The greatness of a person is that his intellect controls his emotions; he can use his intellect to suppress or encourage his emotions.

Now we can understand what our Sages in the Talmud meant when they said that a person is comparable to a tree:

When looking at a tree you will notice that there are leaves, branches, a bark, and its roots. The bark grows from the roots, the branches grow from the bark, and the leaves grow from the branches. In other words, they are all connected to and come from the roots. The same goes for man; his emotions must be connected to and subservient to his intellect.
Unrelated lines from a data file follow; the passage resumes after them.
PR #1692, opened 2019-04-01
(PA-2567) Remove debian-7 x86_64/i386 platforms

gimmyxd:
Remove debian-7 x86_64/i386 platform definition from puppet-agent repository


mihaibuzgau:
👍

PR #1704, opened 2019-04-08
Adds .idea to gitignore.

tavilarion:
The .idea folder is created when using an IDE (eg. Ruby Mine) for local caching and settings. It needs to be added to .gitignore so that developers using an IDE do not accidentally commit it.

### DIFF
--- a/.gitignore
+++ b/.gitignore
@@ -13,3 +13,4 @@ acceptance/log/*
 acceptance/tmp/*
 acceptance/merged_options.rb
 acceptance/.beaker/*
+.idea


melissa:
@tavilarion thanks for updating the commit message!

You can update a commit message without opening a new pull request, but you have to force push to your development branch. Be super careful with force pushing, and always be very specific about the destination of the force push.

I'm also not sure this is a change we want to merge in. This file seems specific to the environment you're developing in. We don't want the `.gitignore` checked into puppet to contain every possible aspect of an environment that users don't want to check in. Rather than adding this here, would a global gitignore specific to your development environment satisfy? You can find more infor on global gitignores here: https://help.github.com/en/articles/ignoring-files#create-a-global-gitignore

PR #1708, opened 2019-04-25
(PA-2668) Add LD_LIBRARY_PATH to environment cleanup in AIX wrapper

abottchen:
Prior to this commit, we cleared LD_LIBRARY_PATH on Linux based
agents, but not AIX.  This meant that customers with that set
globally on their system were subject to library loading errors.

With this commit, we clear the LD_LIBRARY_PATH just as we do on
Linux agents.

### DIFF
--- a/resources/files/aix-wrapper.sh
+++ b/resources/files/aix-wrapper.sh
@@ -3,6 +3,7 @@
 unset LIBPATH
 unset LDR_PRELOAD
 unset LDR_PRELOAD64
+unset LD_LIBRARY_PATH
 
 COMMAND=`basename "${0}"`
 


abottchen:
Travis seemed to fail claiming I did not title the commit correctly, but I'm fairly sure I did.

caseywilliams:
Ah, sorry @abottchen it looks like this will need a rebase if we want it in the 5.5.x branch. I'll set it back to master for now for easier reviewing.

abottchen:
@caseywilliams Ok, I rebased it to 5.5.x.  Sorry for the confusion.  I wasn't clear on which branch to submit against.

PR #1711, opened 2019-04-30
(maint) do not ship OS X 1.10.x to the nightly repos

gimmyxd:
The 1.10.x release series is on extended support for a single customer.
This customer doesn't use OS X.
There is a PR to remove OS X from the pipeline: https://github.com/puppetlabs/ci-job-configs/pull/5781
This commit removes the OS X from the nightly ship because it will try to ship packages that were not built.


gimmyxd:
We should make sure that this changes won't be merged-up.

PR #1713, opened 2019-05-02
(maint) Upgrade Docker container Alpine base from 3.8 to 3.9

Iristyle:
- The Alpine based agent container was running atop 3.8, but can be
   updated to 3.9.

   Alpine 3.9 release notes:
   alpinelinux.org/posts/Alpine-3.9.0-released.html

### DIFF
--- a/docker/ci/build.ps1
+++ b/docker/ci/build.ps1
@@ -50,7 +50,7 @@ function Build-Container(
   }
   else # alpine
   {
-    $docker_args += '--memory 3g'
+    $docker_args += @('--memory', '3g')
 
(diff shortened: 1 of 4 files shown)


Iristyle:
Looks like this will have to be in a holding pattern for now until we can build everything we care about under GCC 8.3, which is what Alpine 3.9 includes.

At the very least we know RapidJSON needs some fixes - see https://github.com/Tencent/rapidjson/issues/1341 and https://github.com/Tencent/rapidjson/issues/1483

Iristyle:
Going to close for now since it will be a while before we can revisit

PR #1714, opened 2019-05-02
(maint) Add Alpine container bind-tools package

Iristyle:
- This will give access to `dig` for diagnosing networking problems
   and should only impact container size minimally


Iristyle:
Contains same commit for fixing the memory switch (currently not used in CI) as #1713 ... figured we could get it in there given I've noticed the problem. (A future PR will hopefully re-enable Alpine builds in Azure)

PR #1720, opened 2019-05-09
(PA-2670) Update puppet, facter, and hiera to include version in gemspec

underscorgan:
Between ruby 2.1 and 2.4, gem stopped being able to properly process
gemspecs if they did not match the pattern <gem>-<version>.gemspec. This
code updates the installation of the puppet, facter, and hiera gems to
include the version calculated from the git sources.

### DIFF
--- a/configs/components/facter.rb
+++ b/configs/components/facter.rb
@@ -239,7 +239,7 @@ component "facter" do |pkg, settings, platform|
     end
   end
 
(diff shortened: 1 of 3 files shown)


underscorgan:
Do not merge until a release of vanagon happens including https://github.com/puppetlabs/vanagon/pull/604

pillarsdotnet:
@gimmyxd Will this fix also appear in puppet 6.x ?

branan:
@pillarsdotnet Yes, we have automation that automatically brings bugfixes up from older branches to new versions

PR #1727, opened 2019-05-24
(PA-2629) Add dependecy on `find` for puppet-agent

gimmyxd:
Find utility is used by the `module tool`. Since some
Fedora minimal distributions could come without `find`
we add this as an dependecy to the `puppet-runtime`

### DIFF
--- a/configs/components/puppet-runtime.rb
+++ b/configs/components/puppet-runtime.rb
@@ -40,6 +40,8 @@ component 'puppet-runtime' do |pkg, settings, platform|
     pkg.requires 'libyaml-cpp0_6'
   end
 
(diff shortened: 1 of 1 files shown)


configs/components/puppet-runtime.rb
```diff
@@ -40,6 +40,8 @@
     pkg.requires 'libyaml-cpp0_6'
   end
 
+  pkg.requires '/usr/bin/find' if platform =~ /^fedora/
```
bastelfreak: Hi. I don't think that this is Fedora specific. We just noticed it first on Fedora, but the dependency exists on every linux platform?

5. The Rebbe now finishes up explaining how the Sages in the Talmud in the Sifri are not arguing:

The Sages in the Sifri and the Sages in the Talmud both agree on how things work. They both agree that there are four levels of creation, and that we are to use the lower levels of creation to help us in our Service to Hashem. The only difference is that the Sages in the Sifri are discussing the world at large and the sages in the Talmud are discussing “the small world”- man.

6. Through all of Hashem’s Children, the Jewish People, making this big world and their own small world a dwelling place for Him by utilizing all the forms of creation which are allowed to be used in the service of Hashem, Moshiach should come now!

Translated and adapted by Rabbi Shalom Goldberg. Taken from Likutei Sichos Volume 4.